I suspect that is caused by the timeloop-mapper output file being written by multiple instances of Timeloop at the same time. Is there a way to prevent this? Running everything sequentially would be very slow.

angshuman-parashar commented 3 months ago

This is plausible. We have not tested multiple instances of Timeloop running in parallel.

That said, Timeloop itself is multi-threaded and the number of mapper threads will expand to fill all available host CPUs. Do you need more parallelism beyond that (e.g., if mapper runs are very short, and/or you are only using timeloop-model)?

Nerotos commented 3 months ago

I want to evaluate multiple design choices, like, for example, the Eyeriss example but with some changes to the architecture parameters. And I want to evaluate a full network, e.g. ResNet-50. I know that Timeloop doesn't support cross-layer optimizations, but that is good enough for me. So I have two more options for parallelism, and I want to be able to evaluate multiple architectures in parallel.

angshuman-parashar commented 3 months ago

Understood, but my point is that each Timeloop-mapper invocation already maxes out the parallelism on your host machine in a controlled manner. Adding additional parallel work will only slow things down.

Nerotos commented 3 months ago

Isn't the number of threads limited by a key of the mapper config? If that is the case, it would be interesting to also parallelize in other directions. To be honest, I have no idea if that would be faster than just giving the mapper more threads, but I would like to explore that option. Unless the mapper actually just fills the host machine with threads. Then yeah, won't make sense to do so.

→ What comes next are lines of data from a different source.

PR #37, opened 2015-10-08
Fix PreviewController::getForwardRequest method signature

emodric:
https://github.com/ezsystems/ezpublish-kernel/pull/1449 changed the method signature on `PreviewController::getForwardRequest` so legacy bridge requires the same change too.


emodric:
Failing tests are not related to this change.

bdunogier:
The error is caused by a private property in a class inherited in the LegacyBridge can't be tested propertly. Will fix later :-)

PR #39, opened 2015-10-15
Fix compatibility with Twig 2.0 by not extending deprecated Twig_Loader_String

emodric:
`Twig_Loader_String` and eZ variant `LoaderString` serve the purpose of loading legacy templates and it works fine.

Since `Twig_Loader_String` is deprecated and will be removed in Twig 2.0, this simply makes sure that our loader does not extend the original one, instead implementing required methods by itself.

Since the methods are fairly simple, and `exists()` was overriden anyhow, and also considering that this is after all *legacy* bridge, i think this is the most reasonable way to get the bundle to be compatible with Twig 2.0.

Tested manually with dev-master of `twig/twig` package.

### DIFF
--- a/mvc/Templating/Tests/Twig/LoaderStringTest.php
+++ b/mvc/Templating/Tests/Twig/LoaderStringTest.php
@@ -13,6 +13,24 @@ use PHPUnit_Framework_TestCase;
 
 class LoaderStringTest extends PHPUnit_Framework_TestCase
 {
+    public function testGetSource()
+    {
+        $loaderString = new LoaderString();
+        $this->assertSame('foo', $loaderString->getSource('foo'));
+    }
+
+    public function testGetCacheKey()
+    {
+        $loaderString = new LoaderString();
+        $this->assertSame('foo', $loaderString->getCacheKey('foo'));
+    }
+
+    public function testIsFresh()
+    {
+        $loaderString = new LoaderString();
+        $this->assertSame(true, $loaderString->isFresh('foo', time()));
+    }
+
     /**
      * @dataProvider existsProvider
      */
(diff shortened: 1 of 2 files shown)


yannickroger:
ping @lolautruche

andrerom:
LGTM

lolautruche:
+1

emodric:
@yannickroger Merging this ? :)

yannickroger:
@emodric Can you check why the test are failing ?

emodric:
@yannickroger The failure is unrelated to this change. @bdunogier explained why they're failing at https://github.com/ezsystems/LegacyBridge/pull/37#issuecomment-146695817

The relevant tests, the ones I added, are passing, as well as other string loader tests :)

yannickroger:
Thanks @emodric

emodric:
Thank you @yannickroger  :)

lolautruche:
Can this be backported to 5.4 please?

andrerom:
Why? Twig 2.0 does not work on any of the officially recommended PHP versions supported by 5.4.

lolautruche:
Because 5.4 works perfectly with PHP 7 and the project I'm having the issue with is running 5.4 with PHP 7 😉 
And also because it doesn't hurt BC

bdunogier:
I'm fine with a backport to 5.4.

andrerom:
Feel free, but we need an issue for that :)

emodric:
@bdunogier FYI there are a couple of Twig 2 compatibility PRs in the repo, not just this one :)

lolautruche:
@andrerom There is already one, with customer ticket 😉 : https://jira.ez.no/browse/EZP-26966

@emodric Yeah, I already mentioned it, but it doesn't sound clear in the issue. Gonna add a comment.

PR #42, opened 2015-11-18
Update .travis.yml to try to fix memory issues on legacy package

andrerom:


andrerom:
It breaks, but because of broken Preview tests, so merging this to get proper errors on other PR's.

PR #43, opened 2015-11-18
Fix tests that error out

emodric:
Adds a missing constructor argument in test.

Depends on: https://github.com/ezsystems/ezpublish-kernel/pull/1506


bdunogier:
Hmm, Travis looks very broken on this one...

I'm just gonna trust you :-)

emodric:
It does, but it requires the patch in kernel too :)

Next PR should benefit (with only one broken test for previews :D)

PR #45, opened 2015-11-19
Remove Symfony 2.8 deprecation notices

emodric:
This removes three Symfony 2.8 deprecation notices:

1) Notice about extending deprecated `ContainerAwareInterface`
2) Notice about using `scope` parameter in service definitions
3) Notice about using deprecated non quoted service references that start with `@`


andrerom:
+0,5 ping @bdunogier @lolautruche

lolautruche:
+1

emodric:
And the tests finally pass for legacy bridge :dancers: :metal:

andrerom:
Thanks @emodric :)

emodric:
Thank you :)

PR #49, opened 2015-12-17
Adjust block view provider priority

emodric:
This PR adjusts block view provider priority to come before the one in kernel that provides default templates.

Now that eZ kernel always provides the default templates (ezsystems/ezpublish-kernel#1496), this will never execute, so raising priority to make it work again.

This PR is continuation of https://github.com/ezsystems/LegacyBridge/pull/44. It should've been included there.

### DIFF
--- a/bundle/Resources/config/view.yml
+++ b/bundle/Resources/config/view.yml
@@ -37,7 +37,7 @@ services:
         calls:
             - [setPageService, ["@ezpublish.fieldType.ezpage.pageService"]]
         tags:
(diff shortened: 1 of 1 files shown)


emodric:
Ping @bdunogier :)

emodric:
Bloody Composer! :)

FWIW, tests passed on my machine :)

bdunogier:
Really thinking that we might want to actually diminish the default ones... what do you think ?

emodric:
Well, default ones are at -1. They could go to -255. They are, after all, fallback.

PR #52, opened 2016-03-01
[Travis] Disable memory limit on composer install

andrerom:


emodric:
+1 :)

bdunogier:
+1

andrerom:
well.. it fails and I havn't had time to look into why, so you're +1's are not real +1's they are just to try to get me to finish this :) Input on how this needs to be is welcome )

emodric:
Why not just do `curl -sS https://getcomposer.org/installer | php` and then `php -d memory_limit=-1 composer.phar install` ?

andrerom:
could do that, but on the other hand it is passing now :)

emodric:
Great! :)

PR #53, opened 2016-04-14
Add support for php7 and get all tests running

andrerom:
~~Might fail on a few things.~~ *passing*

*Note: PHP7 might never be fully supported with legacy, this just makes sure it can be used for dev use, and is a first step towards getting legacy running on php7.*

### DIFF
--- a/bundle/Cache/SwitchableHttpCachePurger.php
+++ b/bundle/Cache/SwitchableHttpCachePurger.php
@@ -24,13 +24,13 @@ class SwitchableHttpCachePurger implements GatewayCachePurger
         $this->gatewayCachePurger = $gatewayCachePurger;
     }
 
-    public function purge($cacheElements)
+    public function purge($locationIds)
     {
         if ($this->isSwitchedOff()) {
-            return $cacheElements;
+            return $locationIds;
         }
 
-        return $this->gatewayCachePurger->purge($cacheElements);
+        return $this->gatewayCachePurger->purge($locationIds);
     }
 
     public function purgeAll()
@@ -42,12 +42,12 @@ class SwitchableHttpCachePurger implements GatewayCachePurger
         $this->gatewayCachePurger->purgeAll();
     }
 
-    public function purgeForContent($contentId)
+    public function purgeForContent($contentId, $locationIds = array())
     {
         if ($this->isSwitchedOff()) {
             return;
         }
 
-        $this->gatewayCachePurger->purgeForContent($contentId);
+        $this->gatewayCachePurger->purgeForContent($contentId, $locationIds);
     }
 }
--- a/bundle/DependencyInjection/EzPublishLegacyExtension.php
+++ b/bundle/DependencyInjection/EzPublishLegacyExtension.php
@@ -59,7 +59,7 @@ class EzPublishLegacyExtension extends Extension
         $processor = new ConfigurationProcessor($container, 'ezpublish_legacy');
         $processor->mapConfig(
             $config,
-            function (array &$scopeSettings, $currentScope, ContextualizerInterface $contextualizer) {
+            function (array $scopeSettings, $currentScope, ContextualizerInterface $contextualizer) {
                 if (isset($scopeSettings['templating']['view_layout'])) {
                     $contextualizer->setContextualParameter('view_default_layout', $currentScope, $scopeSettings['templating']['view_layout']);
                 }
--- a/composer.json
+++ b/composer.json
@@ -15,10 +15,10 @@
         "twig/twig": "^1.23 | ^2.0"
     },
     "require-dev": {
-        "matthiasnoback/symfony-dependency-injection-test": "0.*",
-        "phpunit/phpunit": "~4.1.3",
-        "mikey179/vfsStream": "1.1.0",
-        "mockery/mockery": "dev-master"
+        "matthiasnoback/symfony-dependency-injection-test": "^1.0",
+        "phpunit/phpunit": "~4.7",
+        "mikey179/vfsStream": "~1.1.0",
+        "mockery/mockery": "^0.9"
     },
     "autoload": {
         "psr-4": {
--- a/composer.json
+++ b/composer.json
@@ -12,6 +12,7 @@
     "require": {
         "ezsystems/ezpublish-legacy": ">=2014.11",
         "ezsystems/ezpublish-kernel": "~6.0@dev",
+        "sensio/distribution-bundle": "^3.0|^4.0",
         "twig/twig": "^1.23 | ^2.0"
     },
     "require-dev": {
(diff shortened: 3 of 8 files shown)


bundle/DependencyInjection/EzPublishLegacyExtension.php
```diff
@@ -59,7 +59,7 @@ public function load(array $configs, ContainerBuilder $container)
         $processor = new ConfigurationProcessor($container, 'ezpublish_legacy');
         $processor->mapConfig(
             $config,
-            function (array &$scopeSettings, $currentScope, ContextualizerInterface $contextualizer) {
+            function (array $scopeSettings, $currentScope, ContextualizerInterface $contextualizer) {
```
emodric: Is this something that could break on PHP 5.x?

andrerom: Don't see how, the variable is not modified inside the closure.

emodric: Yep, just wanted to confirm.

andrerom:
review ping @emodric @lolautruche

bundle/DependencyInjection/EzPublishLegacyExtension.php
lolautruche: No, it won't break.

bundle/LegacyMapper/SiteAccess.php
```diff
@@ -47,6 +47,10 @@ public function onBuildKernelWebHandler(PreBuildKernelWebHandlerEvent $event)
         $request = $event->getRequest();
         $uriPart = array();
 
+        // @todo Remove when, if ever, legacy does not use deprecated constructor names
+        // triggers initial autoload of eZSiteAccess and sileces deprecation warning
+        @eZSiteAccess::TYPE_DEFAULT;
```
lolautruche: I don't get this...
As for the comment, you just need to silent `E_DEPRECATED` errors in php.ini

mvc/Tests/Security/SSOListenerTest.php
```diff
@@ -83,7 +83,7 @@ public function testGetPreAuthenticatedData()
 
         $userId = 123;
         $passwordHash = md5('password');
-        $legacyUser = new eZUser(array('contentobject_id' => $userId));
+        $legacyUser = @new eZUser(array('contentobject_id' => $userId));
```
lolautruche: Same comment as above. Better manipulate php.ini to silent `E_DEPRECATED` before start.

bundle/LegacyMapper/SiteAccess.php
andrerom: We can, but for symfony 3.0 support we actually want to have deprecation errors make test fails on other things, hence the selective silencing when loading legacy classes.

mvc/Tests/Security/SSOListenerTest.php
andrerom: same reply :)

bundle/LegacyMapper/SiteAccess.php
lolautruche: `E_DEPRECATED !== E_USER_DEPRECATED`

😉

andrerom: true, ok I'll see if I get that running then.

andrerom: fixed in 90d6969

mvc/Tests/Security/SSOListenerTest.php
andrerom: did not fix this as the aim is to only silence deprecation errors regarding constructor since that is the only one we most likely can't do anything about w/o introducing BC.

So left this one here but with a comment, which I guess is ok given this is test code only.
see 90d6969

composer.json
```diff
@@ -15,10 +15,10 @@
...
     },
     "require-dev": {
-        "matthiasnoback/symfony-dependency-injection-test": "0.*",
-        "phpunit/phpunit": "~4.1.3",
-        "mikey179/vfsStream": "1.1.0",
-        "mockery/mockery": "dev-master"
+        "matthiasnoback/symfony-dependency-injection-test": "^1.0",
+        "phpunit/phpunit": "~4.7",
+        "mikey179/vfsStream": "~1.1.0",
+        "mockery/mockery": "^0.9@dev"
```
emodric: Why `@dev` ?

emodric:
Aside from inline comment, +1.

bundle/Cache/SwitchableHttpCachePurger.php
```diff
@@ -42,12 +42,12 @@ public function purgeAll()
         $this->gatewayCachePurger->purgeAll();
     }
 
-    public function purgeForContent($contentId)
+    public function purgeForContent($contentId, $locationIds = array())
```
emodric: Isn't this a breaking change? If so, we should require eZ Kernel `>=6.3.2|>=6.4.2` (when 6.4.2 is released) in `composer.json`, right?

composer.json
andrerom: https://github.com/padraic/mockery/compare/0.9.5...0.9

emodric: Okay, but isn't `^0.9` enough?

bundle/Cache/SwitchableHttpCachePurger.php
andrerom: yes, _but_ adding optional argument won't break the contract. In retrospective it was the kernel that broke the contract here.

composer.json
andrerom: it can be, but then we won't pull in those fixes as it will use the tag.

emodric: It will pull 0.9.5, that's not enough?

bundle/Cache/SwitchableHttpCachePurger.php
emodric: > So besides the fact that kernel should not have done this change, I think this fix is ok as is, it will work on older kernels also.

Agreed.

composer.json
andrerom: removed it

andrerom:
looks ok to you as well @lolautruche ?

composer.json
emodric: > does not sound like you checked the link, but removed it

I did, but the link shows diff between 0.9 and 0.9.5 versions. `^0.9` will pull in 0.9.5, so I'm not sure what the issue is :)

lolautruche:
+1

Weird that it doesn't fail with PHP 5.4

andrerom:
Found it, we allow SensioDistributionBundle 5.0 now for work towards Sf 3.0 support, it supports PHP 5.5+, and it does not contain Configurator as needed by LegacyBridge.

Added it to composer.json as it is a clear requirement.

Thanks for reviews, merging :)

PR #56, opened 2016-05-02
Fix EZP-25739: utf-8 URIs break siteaccess match / ezurl()

joaoinacio:
JIRA: https://jira.ez.no/browse/EZP-25739

Legacy siteaccess matching (and ezur()) is broken when using utf-8 characters after setting up urlalias_uri.
Basically, such uri's will then be considered as part of the siteaccess, then washed, which generates 404 urls

The problem is that utf8 pathinfo is compared to urlencoded semanticPathInfo, see also https://github.com/ezsystems/ezpublish-kernel/pull/1522

### DIFF
--- a/bundle/LegacyMapper/SiteAccess.php
+++ b/bundle/LegacyMapper/SiteAccess.php
@@ -83,7 +83,7 @@ class SiteAccess implements EventSubscriberInterface
         $pathinfo = str_replace($request->attributes->get('viewParametersString'), '', $request->getPathInfo());
         $semanticPathinfo = $request->attributes->get('semanticPathinfo', $pathinfo);
         if ($pathinfo != $semanticPathinfo) {
-            $aPathinfo = explode('/', substr($pathinfo, 1));
+            $aPathinfo = explode('/', substr(rawurldecode($pathinfo), 1));
             $aSemanticPathinfo = explode('/', substr($semanticPathinfo, 1));
             $uriPart = array_diff($aPathinfo, $aSemanticPathinfo, $this->getFragmentPathItems());
         }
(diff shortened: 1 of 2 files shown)


andrerom:
test coverage? :)

joaoinacio:
there seem to be none for SiteAccess, looking into it

joaoinacio:
ping @andrerom @bdunogier

andrerom:
+1, wdyt @bdunogier ?

glye:
+1

joaoinacio:
@andrerom: is this OK for merge or do we need @bdunogier 's feedback here?

bdunogier:
Looks good to me.
We just need to be sure we are merging it against the right version, since it is a bugfix.

joaoinacio:
@bdunogier: AFAICT there's only master and features, see also related kernel one.

bdunogier:
I'll have a deeper look, I was on my phone for the previous review/reply :-)

bdunogier:
I have bumped master to 1.0.x-dev. This can just be merged into master as we haven't bumped to 1.1 (yet).

+1

emodric:
> I have bumped master to 1.0.x-dev. This can just be merged into master as we haven't bumped to 1.1 (yet).

Are you sure? Aren't you supposed to bump the master to 1.1.x? I mean, 1.0.x is used by eZ kernel 6.0, 6.1 and 6.2.

bdunogier:
Why would we bump it @emodric ? It is a backward compatible bugfix, is it not ?

emodric:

angshuman-parashar commented 3 months ago

The mapper's default behavior is indeed to fill the host machine with threads: https://github.com/NVlabs/timeloop/blob/450af7939ce84b6f577ce3566fa915f50dd4bd8b/src/applications/mapper/mapper.cpp#L145

The key in mapper config is used to override that default behavior (e.g., for debugging, or for limiting host machine utilization).